Both announcements were posted after close of trade on the 5th, so natural reaction would have been to jump on them in open of trade on the 6th, regardless if it was going to be a bad trade day or not.

Yes I agree I use this thread and refresh it all day for new announcements, very simple!

http://www.asx.com.au/asx/statistics/todayAnnHeaders.jsp?


----------



## tech/a (12 October 2005)

Julia.

Simply which announcement do you act on?
How long would it take to go through all announcements and select prospects? I can and did do it in 5 mins and that included writing the code.

The analysis INDICATES which might be best to act on.
ACL and
LFE both up around 8% this morning.
Guess what NO ANNOUNCEMENTS

*Anyway no interest in the idea no problems 
Was just a thought.*


----------



## dutchie (12 October 2005)

Tech

The merit of your system is that you can quickly find the possible candidates and then check to see why they performed better (i.e. was it due to a positive announcement etc).  You can also easily add conditions to further cull them.

The other way round would take longer in that even though there may be a positive announcement you are still going to have to check the chart to determine whether to invest or not (unless you invest purely on the announcement only).


----------



## kaveman (12 October 2005)

tech I have often wondered about those stocks that go up whilst most others are floundering, especially over the next few days, but never actually did anything to check it.
Carry on tech and forget those pesky announcers  Stocks can move whether they have an ann or not and TA just records the moves


----------



## Happy (12 October 2005)

Tech/a,

I suppose this is difficult to automate the system (with my coding ability anyway), so it has to be done the way you do it, after Down Day, run Exploration and manually cull ones that are not in up-trend.

If between other things like doing all the jobs you do, including attempts to tame the KB you still have time, you could name the candidate stocks, and after a month or so we can revisit and see if there is something on the table.


----------



## Julia (12 October 2005)

tech/a said:
			
		

> Julia.
> 
> Simply which announcement do you act on?
> How long would it take to go through all announcements and select prospects?

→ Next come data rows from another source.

Issue #10588, opened 2019-12-08
Control key gets stuck after using Clipboard History


MarcoZehe:
### Steps to reproduce:

1. In Windows 10 1809 or later, turn on Clipboard History through Clipboard Settings in Windows Settings.
2. Copy some bits of text.
3. Press WindowsKey+V to open Clipboard History, choose an item, and paste it using Enter.
4. Continue working.

### Actual behavior:

Sometimes, not always, the keyboard now behaves as if the control key got stuck. Arrow keys left and right will move by word instead of character, up and down will move by paragraph, and letters act as if the control key was pressed alongside. You have to tap the control key once to un-stick it.

### Expected behavior:

The keyboard should behave normally.

#### NVDA installed/portable/running from source:

Installed.

#### NVDA version:

Seen it in any version since 2018.4 up to 2019.3 alphas.

#### Windows version:

1809, 1903, 1909, and even the insider builds of 2004.

#### Name and version of other software in use when reproducing the issue:

Firefox, NotePad, NotePad++, Word.

#### Other information about your system:

Happens on two quite different systems, a Dell XPS15-9560 (2017) as well as a Microsoft Surface Laptop 2.

#### Does the issue still occur after restarting your PC?

Yes.

#### Have you tried any other versions of NVDA? If so, please report their behaviors.

See above.

[Microsoft feedback for this issue](https://aka.ms/AA6rjli)

MarcoZehe:
CC @josephsl Maybe you have seen this?

Brian1Gaff:
This is not new, I've seen this sort of thing apparently randomly in Windows 
7 as well, but usually when a word processor is running.

Might be some odd effect due to the way nvda can hook into some routines 
perhaps?
 Brian

bglists@blueyonder.co.uk
Sent via blueyonder.
Please address personal E-mail to:-
briang1@blueyonder.co.uk, putting 'Brian Gaff'
in the display name field.
Newsgroup monitored: alt.comp.blind-users
----- Original Message -----

Qchristensen:
Just to confirm, I can replicate this with NVDA, and pressing control once seems to fix it.

I can't replicate with Narrator, or without any screenreader running.  There is no error or anything unusual in the NVDA log:

IO - inputCore.InputManager.executeGesture (11:01:52.356) - winInputHook (20872):
Input: kb(desktop):enter
IO - inputCore.InputManager.executeGesture (11:01:52.414) - winInputHook (20872):
[...]

PR #9208, opened 2019-01-28
Work around frozen keyboard input while the NVDA core is frozen

LeonarddeR:
### Link to issue number:
Improves #6291 

### Summary of the issue:
When large chunks of text are written to a terminal window, NVDA tends to freeze entirely. The freeze tends to lock up the keyboard in such a way that a user needs to sign out of his session and sign in back again, in which case it is likely that work is lost.

### Description of how this pull request fixes the issue:
This pr checks whether the core is attempting recovery way earlier than the current code does. The current code does the following:

1. Input is received
2. winInputHook executes the keyboardHandler.internal_keyDownEvent function
3. internal_keyDownEvent checks for pass through, sticky keys, etc.
4. It executes inputCore.manager.executeGesture
5. inputCore.manager.executeGesture checks whether the core is attempting recovery. If it is, it raises NoInputGestureAction
6. The finally block of internal_keyDownEvent is executed.

The code in this pull request checks the core's recovery state within the winInputHook module itself and doesn't execute keyboardHandler.internal_keyDown/UpEvent at all when the core is frozen. While it does not fix #6291, it does no longer break keyboard input entirely, allowing a user to restart NVDA by hand.

### Testing performed:
Tested by @lukaszgo1 

### Known issues with pull request:
This approach might be a bit aggressive. We could also check the state of the watchdog in keyboardHandler, for example. However, the current code where the keyboard hook executes a massive amount of code even when the core is frozen, is certainly not something we should keep as it is.

### Change log entry:
* Bug fixes
    + NVDA is now less likely to freeze in such a way that the only way to escape is signing out from your current windows session. (#6291)

PR #12610, opened 2021-07-03
Fix tracking of keyboard modifiers when watchdog is attempting recovery

### LINKED ISSUE #12609: State of keyboard modifiers is not tracked correctly in some cases
### Description
A number of users have previously reported problems with NVDA incorrectly tracking the state of modifiers, e.g. NVDA thinks insert key is down, while it is really up. A couple of examples are #11744 and #11546. In many cases it's hard to define clear steps to reproduce.
I was experiencing this issue as well and found somewhat reliable way of reproducing, although it involves editing a file on a network-mounted share, so it is pretty difficult to configure.
I also think I fixed the problem, so creating this issue to be fixed with my PR.
Please note, that this is not an issue with keyboard.

### Steps to reproduce:
Prerequisites: a network folder with write access, available either via windows network share (SMB) or SSHFS.
1. Mount a network folder. Either via SMB or SSHFS-win.
2.Create a new file on that network share and open it in Notepad++. 
3.Make any change to the file.
4. Quickly press Control+S and then Insert+T.

### Actual behavior:
At this point a number of bugs might happen. Here are a few different scenarios, of what can happen:
1. Pressing NVDA+T doesn't announce window title. While still holding down insert key I might press T again, but still window title is not announced. Then when I alt-tab away and back, I observe multiple letters "T" were actually typed into the document. Which suggests that NVDA didn't catch me pressing insert key.
2. Alternatively, if insert+T correctly announces the title, I may release Insert key. Then I may press some unrelated keystroke, such as Control+Z, and to my surprise this opens NVDA Python console. This suggest that NVDA didn't catch me releasing Insert key and it thinks that insert key is down and Instead of Control+Z NVDA thought I pressed Insert+Control+Z.
3. Alternatively, when I press arrow keys, instead of their usual function, I observe that NVDA does navigate by word when I press left or right, or doesn't move anywhere when I press Up/Down. This is consistent with the hypothesis of NVDA believing that control key is down.
Typically Either of these scenarios might reproduce with at least 10% probability, sometimes as high as 70% (percentage figures are my rough estimation).

### Expected behavior:
NVDA should correctly track the state of control key, insert and other keyboard modifiers. Even when NVDA deals with a window that is not responding, e.g. frozen on network write operation.
### Alternative way to reproduce
When I press Control+S followed by Alt-Tab, I also notice that sometimes Alt key gets stuck.

Tried all three.

#### NVDA version:
2020.4
Also tried 2021.1beta1 - could only reproduce options 1 and 2, but not 3 for some reason.
#### Windows version:
Windows 10 
10.0.17134.2145
Version 1803 (OS Build 17134.2145)

Notepad++ v7.7.1

Yes
Yes
Yes
Yes

mltony:
### Link to issue number:
Fixes: #12609

### Summary of the issue:
NVDA doesn't correctly track state of keyboard modifiers (such as Control, or Insert) in some cases, e.g. when watchdog is recovering.

In `winInputHook.py` , in `def keyboardHook()`, currently there is a condition:
```
if watchdog.isAttemptingRecovery or code!=HC_ACTION:
return windll.user32.CallNextHookEx(0,code,wParam,lParam)
```
So when `watchdog.isAttemptingRecovery` is `True`, then this function returns early and doesn't process any keyboard events, including events related to keyboard modifiers. As a result, when a user happens to press modifier while watchdog is recovering, NVDA won't process this, thus getting out of sync with current keyboard state.
In this PR I propose to check whether current keyboard event is related to keyboard modifiers, and         when it is related, then process it even when watchdog is recovering.
Please note, I reduplicate the list of keyboard modifiers in `winInputHook.py`, since importing the same list from `keyboardHandler.py` makes NVDA to crash on startup, probably due to circular import.

### Testing strategy:
Performed thorough manual testing on locally built version. This PR was applied on top of 2021.1beta1.
I have been running my custom build for about a month and couldn't reproduce the problem even once. For comparison, without this PR< the problem would reproduce several times a day during my normal work process.
I also had `tones.beep()` inserted in multiple versions to verify my hypothesis, and it proved true that when Notepad++ window is stuck on network write, then indeed watchdog enters recovery mode very often, and also while this happens if user happens to press or release any modifiers, then I also verified, that this event is indeed being ignored in current master version.
None observed.
### Change log entries:
Bug fixes:
Fixing tracking state of keyboard modifiers (such as Control, or Insert) when watchdog is recovering.

### Code Review Checklist:

- [x] Unit tests (something unrelated fails regarding to Bulgarian braille table - but master fails too)
- [ ] System (end to end) tests - doesn't apply
- [x] Manual testing.
- [ ] User Documentation - doesn't apply
- [x] Change log entry.
- [ ] Context sensitive help for GUI changes - doesn't apply
- [ ] UX of all users considered - doesn't apply.

### DIFF
--- a/source/keyboardHandler.py
+++ b/source/keyboardHandler.py
@@ -195,7 +195,7 @@ def internal_keyDownEvent(vkCode,scanCode,extended,injected):
 			currentModifiers.discard(stickyNVDAModifier)
 			stickyNVDAModifier = None
 
-		if _watchdogObserver._get_isAttemptingRecovery():
+		if _watchdogObserver.isAttemptingRecovery:
 			# When attempting recovery only process modifiers, but do not execute gesture.
 			return True
 
@@ -212,7 +212,7 @@ def internal_keyDownEvent(vkCode,scanCode,extended,injected):
 	except:
 		log.error("internal_keyDownEvent", exc_info=True)
 	finally:
-		if _watchdogObserver._get_isAttemptingRecovery():
+		if _watchdogObserver.isAttemptingRecovery:
 			return True
 		# #6017: handle typed characters in Win10 RS2 and above where we can't detect typed characters in-process 
 		# This code must be in the 'finally' block as code above returns in several places yet we still want to execute this particular code.
@@ -282,7 +282,7 @@ def internal_keyUpEvent(vkCode,scanCode,extended,injected):
 #Register internal key press event with  operating system
 
 
-def initialize(watchdogObserver=None):
+def initialize(watchdogObserver):
 	"""Initialises keyboard support."""
 	global _watchdogObserver
 	_watchdogObserver = watchdogObserver
--- a/source/keyboardHandler.py
+++ b/source/keyboardHandler.py
@@ -11,6 +11,8 @@ import ctypes
 import sys
 import time
 import re
+import typing
+
 import wx
 import winVersion
 import winUser
@@ -29,7 +31,11 @@ import tones
 import core
 from contextlib import contextmanager
 import threading
-_watchdogObserver = None
+
+if typing.TYPE_CHECKING:
+	from watchdog import WatchdogObserver
+
+_watchdogObserver: typing.Optional["WatchdogObserver"] = None
 ignoreInjected=False
 
 # Fake vk codes.
@@ -282,7 +288,7 @@ def internal_keyUpEvent(vkCode,scanCode,extended,injected):
 #Register internal key press event with  operating system
 
 
-def initialize(watchdogObserver):
+def initialize(watchdogObserver: "WatchdogObserver"):
 	"""Initialises keyboard support."""
 	global _watchdogObserver
 	_watchdogObserver = watchdogObserver
--- a/source/keyboardHandler.py
+++ b/source/keyboardHandler.py
@@ -29,7 +29,7 @@ import tones
 import core
 from contextlib import contextmanager
 import threading
-
+_watchdogObserver = None
 ignoreInjected=False
 
 # Fake vk codes.
@@ -195,6 +195,10 @@ def internal_keyDownEvent(vkCode,scanCode,extended,injected):
 			currentModifiers.discard(stickyNVDAModifier)
 			stickyNVDAModifier = None
 
+		if _watchdogObserver._get_isAttemptingRecovery():
+			# When attempting recovery only process modifiers, but do not execute gesture.
+			return True
+
 		try:
 			inputCore.manager.executeGesture(gesture)
 			gestureExecuted=True
@@ -208,6 +212,8 @@ def internal_keyDownEvent(vkCode,scanCode,extended,injected):
 	except:
 		log.error("internal_keyDownEvent", exc_info=True)
 	finally:
+		if _watchdogObserver._get_isAttemptingRecovery():
+			return True
 		# #6017: handle typed characters in Win10 RS2 and above where we can't detect typed characters in-process 
 		# This code must be in the 'finally' block as code above returns in several places yet we still want to execute this particular code.
 		focus=api.getFocusObject()
@@ -275,8 +281,11 @@ def internal_keyUpEvent(vkCode,scanCode,extended,injected):
 
 #Register internal key press event with  operating system
 
-def initialize():
+
+def initialize(watchdogObserver=None):
 	"""Initialises keyboard support."""
+	global _watchdogObserver
+	_watchdogObserver = watchdogObserver
 	winInputHook.initialize()
 	winInputHook.setCallbacks(keyDown=internal_keyDownEvent,keyUp=internal_keyUpEvent)
 
--- a/source/watchdog.py
+++ b/source/watchdog.py
@@ -39,7 +39,7 @@ safeWindowClassSet=set([
 ])
 
 isRunning=False
-isAttemptingRecovery = False
+isAttemptingRecovery: bool = False
 _coreIsAsleep = False
 
 _coreDeadTimer = windll.kernel32.CreateWaitableTimerW(None, True, None)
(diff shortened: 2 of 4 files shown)


mltony:
CC: @michaelDCurran  @feerrenrut

michaelDCurran (commented):
At first glance, I'm thinking it might be better to not check for watchdog recovery at all in winInputHook. Rather in keyboardHandler.internal_keyDownEvent: Just before the try block with executeGesture,  if watchdog is attempting recovery, return True. Similarly, at the top of the finally block, if watchdog is attempting recovery, return true.
internal_keyUpEvent does not need to check at all I believe.
Essentially, we are trying to avoid queuing anything to the main thread, and or interrigating any NVDAObjects.
I agree the existing watchdog checks are too broad.

mltony:
@michaelDCurran, fixed this according to your suggestions.

source/keyboardHandler.py
```diff
@@ -217,6 +222,7 @@ def internal_keyDownEvent(vkCode,scanCode,extended,injected):
 			and not gestureExecuted 
 			# and not if this gesture is a modifier key
 			and not isNVDAModifierKey(vkCode,extended) and not vkCode in KeyboardInputGesture.NORMAL_MODIFIER_KEYS
+			and not watchdog.isAttemptingRecovery
```
michaelDCurran, line 225: I would prefer to see this as its own check returning true above this if condition, as I fear it gets lost otherwise.

michaelDCurran (dismissed):

mltony:
@michaelDCurran, fixed!

source/keyboardHandler.py
```diff
@@ -29,6 +29,7 @@
 import core
 from contextlib import contextmanager
 import threading
+import watchdog
```
feerrenrut, line 32: I'm not entirely happy to introduce this dependency. Before you make any changes, I'd like to hear what @michaelDCurran has to say about the following alternative:
- Introduce a new class to the watchdog module: `watchdogObserver`
- The `watchdogObserver` can be the interface for observing the state of the watchDog. It could have a getter for the `isAttemptingRecovery` state.
- An instance of the watchdogObserver is passed into the `keyboardHandler.Initialize` function where it is stored as a protected variable on the module.

michaelDCurran:
Um... it really doesn't bother me either way. I think just importing watchdog is much more easier to understand... and directly addresses the issue.  but @feerrenrut  if you want to work with @mltony  to implement your idea then that is okay with me.

feerrenrut:
Whether it is easier to understand is a matter of perspective I think. If you aren't familiar with `watchdog` you'll have to go and understand the origin of that either way to understand this PR. My main reasoning for wanting this separation is to:
- prevent an 'import order dependency'. Currently the import for watchdog is later in core, however it is implicitly imported by `inputCore` before `keyboardHandler`. This makes the import order hard to reason about. This won't matter when/if we get to stage of having no import time behavior. But we aren't there yet.
- encode the intent, `keyboardHandler` is an observer of the `watchdog`, not a controller. It doesn't cause state changes.

I'm happy to work through this with @mltony

mltony:
@feerrenrut, I updated this PR according to your suggestion - I created WatchdogObserver class.

mltony:
I did some more testing, it seems this might also fix #10588 - at least pasting from clipboard history seems to work much better with this PR on my computer. Tagging FYI.

CyrilleB79:
@mltony if you do not have any additional modification to do in this PR, please pass it in "Ready" state rather than letting it in "Draft". This way, it will not be forgotten by NVAccess.

source/watchdog.py
```diff
@@ -370,3 +370,9 @@ def cancellableSendMessage(hwnd, msg, wParam, lParam, flags=0, timeout=60000):
 	result = ctypes.wintypes.DWORD()
 	NVDAHelper.localLib.cancellableSendMessageTimeout(hwnd, msg, wParam, lParam, flags, timeout, ctypes.byref(result))
 	return result.value
+
+
+class WatchdogObserver:
+	def _get_isAttemptingRecovery(self):
```
leonardder, line 376: Could you make this a property?

```suggestion
	@property
	def isAttemptingRecovery(self):
```

source/keyboardHandler.py
```diff
@@ -275,8 +281,11 @@ def internal_keyUpEvent(vkCode,scanCode,extended,injected):
 
 #Register internal key press event with  operating system
 
-def initialize():
+
+def initialize(watchdogObserver=None):
```
leonardder, line 285: This being an optional parameter doesn't follow the intend of the watchdog observer being absolutely required within the keyboard handler. I don't think backwards compatibility has to be taken into account here. However, if it is decided otherwise, all checks for the property on the observer must first check whether there's an observer assigned to the variable.

```suggestion
def initialize(watchdogObserver):
```

LeonarddeR (changes requested):
For reference, the current code that checks the watchdog was introduced by me in #9208. I agree that it is to aggressive, though I hope #6291 won't be made worse this way again. May be @lukaszgo1  could have a look as well, as he performed some testing as part of #9208?

mltony:
@leonardder, addressed your comments.
Also, I marked this PR as ready for review - please let me know if I shouldn't have done that.

seanbudd (approved):
LGTM - @feerrenrut suggested these changes so I'm re-requesting review.

feerrenrut (changes requested):
Yep this looks good. I'd just like to add some type information for WatchdogObserver. I'll push a commit with this.

feerrenrut:
@mltony I have pushed a commit to add some more type information to the changed areas. I tested only by ensuring NVDA runs from source.

feerrenrut (approved):

LeonarddeR (approved):

feerrenrut:
I think the description for this PR is inaccurate. This could be misleading to someone re-visiting in the future. Could you please update it?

I can and did do it in 5 mins and that included writing the code.
> ...




Hi Tech,

As I said "perhaps not all companies are covered".

How long does it take:  to read the PDF details of companies in which I'm interested probably about 5 minutes or sometimes zilch if none of my portfolio appears to have a price sensitive announcement.

As you know, because I lack competence in a technical approach, I'm not in a position to refer to the chart first then the announcements as a back up.
How do I decide which to act on?

Because my strategy is long term buy and hold I just check announcements to see if any of my current portfolio could be adversely (or positively) affected.  If it appears could be adverse effect, then I do some further investigations and ultimately come back to whether or not that particular announcement will affect the LONG TERM PROFITABILITY of that company.
Seems to work pretty well for me so far over several years.

Cheers
Julia


----------



## happytrader (13 October 2005)

Hi there

I must mention I trade a very limited number of not too volatile bluechip stocks. If and when a price sensitive announcement is made I just check out market depth on the dynamic data. That gives me an idea of the likely direction, strength of the intention and speed at which that stock is being moved.  

Since people are creatures of habit I tend to look at specific times.
These are merely my thoughts and observations and are not to be as recommendation or financial advice.

Cheers

Happytrader


----------